I had the leukemia flag waved at me a few years ago by a doctor trying to convince me to go to the ER, which I’d been refusing to do. His scare tactic worked. I went, and it turned out to be a lab error, as I’d expected. In this case, we have several weeks of abnormal tests to prove it’s not lab error, and I really like my current doctor, but I think casual cancer references should be illegal.
Background
A few days ago I received copies of the blood work my doctor’s concerned about. Some of the things that were wrong, such as abnormal lymphocyte counts, reminded me of reading Gadget’s CBCs. In fact, the reason I can decipher a CBC is that after Gadget started chemo, I studied his every week. I researched what each abbreviation stood for and what it could mean for his health. I bought veterinary manuals. I learned all I could about canine lymphoma and its treatments. He ate a homemade cancer diet and received Western and Chinese herbs, supplements, acupuncture, and chiropractic. The average life expectancy of a dog on Gadget’s chemotherapy protocol (Madison Wisconsin or CHOPP) is a little over a year. Gadget lived half that.
When Gadget was diagnosed, I also had a feeling of foreboding — about myself. Even as I was sure I could beat the odds for him, I had a bad feeling about what it would mean one day for me. Gadget and I were as close as I thought it was possible to be (until we got even closer, during the months he was sick), and we shared many of the same health problems: food sensitivities, bad reactions to drugs and chemicals, neurological issues, thyroid problems. I had raised him as healthfully as I thought possible. Like me, he was exposed to no pesticides, no cleaning chemicals, no preservatives or additives in his food. We lived in the country, and he drank clean water and breathed clean air. With his lifelong health problems, I’d always known that the longevity deck was stacked against him, due either to genetics or his early life. I suspect he came from a puppy mill. Still, I had never thought it would be cancer that would take him from me. My friends and family were similarly shocked: “Cancer? No, it can’t be cancer. Not Gadget. Not with the way you care for him….”
When I accepted that it was cancer, I thought, “I’m next.” A lot of people with MCS get cancer. I don’t know how often it’s directly related. In some cases, it’s clear that the chemical injury that caused the MCS also led to cancer. In others, it isn’t. Cancer is so common in the general population, it might just be coincidence for most. Regardless, with all my own illnesses and my history of chemical injury, and the fact that I got sicker instead of better despite all my efforts, when Gadget’s diagnosis was confirmed, it was hard for me to shake the feeling that it meant something for my health too. After all, we were two parts of the same body/soul, with so many of the same obstacles thrown in our paths.
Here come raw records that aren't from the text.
PR #226, opened 2024-04-17
 fix: Linux ./install.sh script fails when used for updating backrest 

eknoes:
When backrest is already installed, and the script is used for updating (as with #187), the install might fail:
If backrest is already running, the cp in the install script fails with "Text file is busy". If the service is already existing, maybe containing customized configuration, it is overwritten. This PR fixes both.

Check if the systemd service is already running, and stop it before installing. Do not overwrite the existing backrest service file.

### DIFF
--- a/install.sh
+++ b/install.sh
@@ -2,8 +2,14 @@
 
 cd "$(dirname "$0")" # cd to the directory of this script
 
-install_unix() {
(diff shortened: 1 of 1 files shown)


garethgeorge:

eknoes:
Sure, I just signed the CLA

PR #250, opened 2024-04-26
fix: use int64 for large values in structs for compatibility with 32bit devices

zolfariot:
# Motivation
I am a happy user of backrest on a legacy device (NAS QNAP TS-219P).
Restic and back-rest are working fabulously: I manage to convince non CLI-savy member of my family to switch to restic thanks to that UI.
Also, is blazing fast comparing to the official backup UI solutions proposed by QNAP.
However, to make it work I had to patch the output parsing function to avoid overflows in integer variables.
The minor memory and performance overhead of using 64bit vars on 32bit system are unnoticeable, even in my quite low-specs device (512M ram, single-core 1.2GHz arm v5l cpu).

# Commit message

```
fix: use explicity int64 for 32bit compat
For the int type the compiler defaults to int32 on 32bit systems, causing backrest to fail when unmarshaling large number from json.

Here we explictly changed all the int references to explicit int64.
```

### DIFF
--- a/pkg/restic/outputs.go
+++ b/pkg/restic/outputs.go
@@ -55,26 +55,26 @@ type BackupProgressEntry struct {
 	Item   string `json:"item"`
 
 	// Summary fields
-	FilesNew            int     `json:"files_new"`
-	FilesChanged        int     `json:"files_changed"`
-	FilesUnmodified     int     `json:"files_unmodified"`
-	DirsNew             int     `json:"dirs_new"`
-	DirsChanged         int     `json:"dirs_changed"`
-	DirsUnmodified      int     `json:"dirs_unmodified"`
-	DataBlobs           int     `json:"data_blobs"`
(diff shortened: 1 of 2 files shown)


garethgeorge:
Nice, this makes perfect sense. Thanks for contributing the change.

If you have a bit of time to update restic_test.go (should only be a few test cases affected) to match the type changes this LGTM. Otherwise I can go ahead and merge it and patch that test when I have a bit of bandwidth.

garethgeorge:

I'm wondering if you'd be willing to retroactively [sign a CLA](https://cla-assistant.io/garethgeorge/backrest)? Or grant more specific permission to retain the copyright for your PRs but relicense your changes in the codebase under GPL-3.0 .

zolfariot:
Hi! I totally agree with your vision, and I just signed the CLA.

PR #260, opened 2024-05-02
fix: install.sh was calling systemctl on Darwin

jancona:
In attempting to upgrade to 0.17.2 on MacOS, I noticed errors when running install.sh. It appears that the changes in be09303 broke the Darwin install. I restore the `install_unix()` function, which had be renamed, to contain the common code, and left the Linux-specific code in `install_or_update_unix()`. 

I haven't tested on Linux, but the change is small enough that I think I haven't broken anything.

### DIFF
--- a/install.sh
+++ b/install.sh
@@ -5,11 +5,13 @@ cd "$(dirname "$0")" # cd to the directory of this script
 install_or_update_unix() {
   if systemctl is-active --quiet backrest; then
     sudo systemctl stop backrest
-    echo "Updating backrest in /usr/local/bin"
-  else
-    echo "Installing backrest to /usr/local/bin"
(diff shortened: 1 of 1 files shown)


garethgeorge:
Ah, thanks for catching this! LGTM.

I'll also call out, incase it's convenient to you, there's now a brew tap for backrest https://github.com/garethgeorge/homebrew-backrest-tap which is hopefully a more robust way of keeping it up to date. I plan to support both this and the script install. Thanks for the fix!

jancona:
Thanks. I actually noticed the Homebrew option right about when I finished fixing the install script. I switch to Homebrew right after I finished the PR.

garethgeorge:

PR #297, opened 2024-05-25
docs: cookbook example for proxying backrest with caddy

tylwright:
Hey Folks!

I was planning to build an app like this over the long weekend and was pleasantly surprised to find one already exists! I’d love to contribute in any way possible.

I use Caddy as a reverse proxy to front Backrest. I've included a basic example to demonstrate how to front Backrest with Caddy. This setup can be expanded to allow Caddy to auto-generate SSL certificates using the ACME client and to bind to authentication sources like Google via oAuth. This approach simplifies the dev work on Backrest by eliminating the need to implement authentication against Google and other login methods.  I can certainly write that up next!

Thanks for taking this PR into consideration!

### DIFF
--- a/docs/content/3.cookbooks/2.reverse-proxy-examples.md
+++ b/docs/content/3.cookbooks/2.reverse-proxy-examples.md
@@ -1,0 +1,59 @@
+# Reverse Proxy Examples
+
+## Introduction
+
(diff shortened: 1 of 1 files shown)


garethgeorge:
Thanks for engaging, contributions very welcome :) glad Backrest is proving a good solution for you and saving you some work!

Reading through the cookbook, this looks great and is exactly what the cookbooks section is for! Caddy is actually what I use as a frontend for my own installation so Backrest's integrated auth support is really mostly for folks using it on a local network :).

LGTM, merging this now.

Issue #120, opened 2024-02-23
Provide alternate image registry to dockerhub


onedr0p:
**Is your feature request related to a problem? Please describe.**

Hi 👋🏼 

Dockerhub has aggressive pull rate limits, it would be awesome if you could push the image to Github Container Registry (GHCR) too.

Thanks!

xane256:
I think the limit of 100 pulls per 6 hours is ok

onedr0p:
> dockerhub has one of the best free tiers for OSS projects that I’m aware of (and iirc GitHub container registry and most alternatives cost money).

GHCR is completely free for open source projects, not sure where you heard otherwise. It's also nice in that it integrates into your repo here.

Take a look at my project [here](https://github.com/onedr0p/exportarr) and look at the packages on the right side. I don't pay Github anything for them hosting my container images.

garethgeorge:
Ah, alright. My understanding was definitely out of date, I had the impression that github's container registry pricing applied to all projects -- I'm now taking it to be private repos only? 

I can go ahead and setup a mirror on github container registry with the next release.

onedr0p:
> I'm now taking it to be private repos only?

Correct which also includes paying for pipeline minutes, which are also free for OSS projects.

christaikobo:
Docker hub has now implemented a harsh 10/hour pull rate limit, which is a quite valid reason to provide an alternative image registry IMO.

Is it possible that the dev can reconsider this?

PR #298, opened 2024-05-25
#120: Publish to GHCR alongside Docker Hub

tylwright:
Taking a stab at publishing to GHCR alongside Docker Hub as requested in #120.  Should be free since this is a public repo.  Apologies if build breaks as I cannot test this out in my env before opening the PR.

### DIFF
--- a/.goreleaser.yaml
+++ b/.goreleaser.yaml
@@ -76,6 +76,7 @@ archives:
 dockers:
   - image_templates:
       - garethgeorge/backrest:{{ .Tag }}-alpine-amd64
+      - ghcr.io/garethgeorge/backrest:{{ .Tag }}-alpine-amd64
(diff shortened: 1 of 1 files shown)


garethgeorge:
Hey, thanks for PRing this! 

From my reading at https://docs.github.com/en/packages/working-with-a-github-packages-registry/working-with-the-container-registry there's a bit more involved that I may need to do / validate on the github actions workflow side of things to ensure the right credentials are available to publish packages. 

I've been holding off on this so far as I haven't seen a huge difference between the ghcr offering and the docker option (though it is my impression that ghcr is preferred for newer projects) though I'm pretty open to trying to mirror I don't want to create too much confusion by publishing in multiple locations.

tylwright:
That's perfectly fair and understandable!  I'll close this for now.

Some part of me settled into a silent conviction that it was my job to care for him until it happened to me, too.
Then, all the work of battling cancer distracted me from myself. Focusing all my energy on Gadget’s physical health and his happiness kept me too busy for the next six months to allow those thoughts again. When he died, they resurfaced, but I pushed them away. Until now.
Backslide
As I wait out this month for my test results, my symptoms charging back as treatment is withheld, I’ve become depressed. At first, I wasn’t sure why. There are a lot of potential reasons: Feeling sick feels bad, in itself. Not knowing why I’m doing worse — is it the tick-borne diseases letting loose, or is it something else? — is scary. If it is Lyme & co., will I be able to return to treatment, or will I spiral back down to where I was two years ago, back to a life of severe loss of function and intractable pain that felt marginally bearable largely because of Gadget? Could it be that mood/behavior changes, which can include feelings of hopelessness, had returned along with my other neurological symptoms? In this case, how could I know which of my feelings were “real” and which were the bugs eating my brain?
Backtalk
You might think that Barnum would cheer me up, but I’ve actually found raising him in the shadow of my grief to be confusing. Sometimes, I feel joyful, triumphant, and proud that despite my inexperience with puppies, his challenging mixture of personality traits (to be enumerated in future posts), and my significant — and currently, extraordinarily unpredictable — limitations, we are managing to make a go of it. Other times, I am so angry with myself and wracked with guilt by mistakes I’ve made or frustrated by his puppyhood — the concepts he doesn’t understand, the final steps of housebreaking, the exuberance that just isn’t fun when it involves bodily harm or the barking zoomies at 3:00 A.M. — that I question whether getting a puppy was the right decision. I argue with myself:
Me 1: “Gadget wasn’t like this.”
Me 2: “But Gadget wasn’t a puppy when you got him.”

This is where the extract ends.